- What you are asked to do:
Once you find the line containing "PR #876, opened 2023-05-30" in the data below, copy it and each following line exactly, up to and including the line containing "SSH Minion and", and nothing else.

- Task data:
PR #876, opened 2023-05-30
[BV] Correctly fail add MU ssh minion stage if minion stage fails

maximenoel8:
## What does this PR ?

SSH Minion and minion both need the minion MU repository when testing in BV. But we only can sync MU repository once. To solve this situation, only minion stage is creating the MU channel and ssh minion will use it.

...

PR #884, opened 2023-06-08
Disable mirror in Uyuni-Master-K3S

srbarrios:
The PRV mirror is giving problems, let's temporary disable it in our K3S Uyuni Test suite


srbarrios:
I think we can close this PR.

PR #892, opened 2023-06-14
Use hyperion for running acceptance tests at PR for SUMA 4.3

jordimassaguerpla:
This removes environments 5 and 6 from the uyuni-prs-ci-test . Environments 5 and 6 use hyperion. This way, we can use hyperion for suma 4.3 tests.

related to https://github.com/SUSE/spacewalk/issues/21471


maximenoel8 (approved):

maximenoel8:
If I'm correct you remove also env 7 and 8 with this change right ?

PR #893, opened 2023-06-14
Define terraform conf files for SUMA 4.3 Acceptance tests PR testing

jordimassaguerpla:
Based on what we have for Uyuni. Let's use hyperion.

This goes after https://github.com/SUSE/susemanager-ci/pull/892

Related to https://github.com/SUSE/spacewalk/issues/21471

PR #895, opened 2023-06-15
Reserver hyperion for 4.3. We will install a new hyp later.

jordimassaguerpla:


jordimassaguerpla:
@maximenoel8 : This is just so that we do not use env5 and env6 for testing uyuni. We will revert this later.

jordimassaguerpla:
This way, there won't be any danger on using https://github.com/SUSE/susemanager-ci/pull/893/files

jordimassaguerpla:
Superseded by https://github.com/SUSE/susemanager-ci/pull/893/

---

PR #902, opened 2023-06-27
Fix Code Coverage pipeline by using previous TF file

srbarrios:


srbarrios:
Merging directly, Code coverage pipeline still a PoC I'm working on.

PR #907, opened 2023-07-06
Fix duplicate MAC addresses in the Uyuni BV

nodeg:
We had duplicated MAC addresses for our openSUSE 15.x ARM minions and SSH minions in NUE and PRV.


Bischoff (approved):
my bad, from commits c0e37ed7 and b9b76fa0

- Solution:
PR #876, opened 2023-05-30
[BV] Correctly fail add MU ssh minion stage if minion stage fails

maximenoel8:
## What does this PR ?

SSH Minion and minion both need the minion MU repository when testing in BV. But we only can sync MU repository once. To solve this situation, only minion stage is creating the MU channel and ssh minion will use it.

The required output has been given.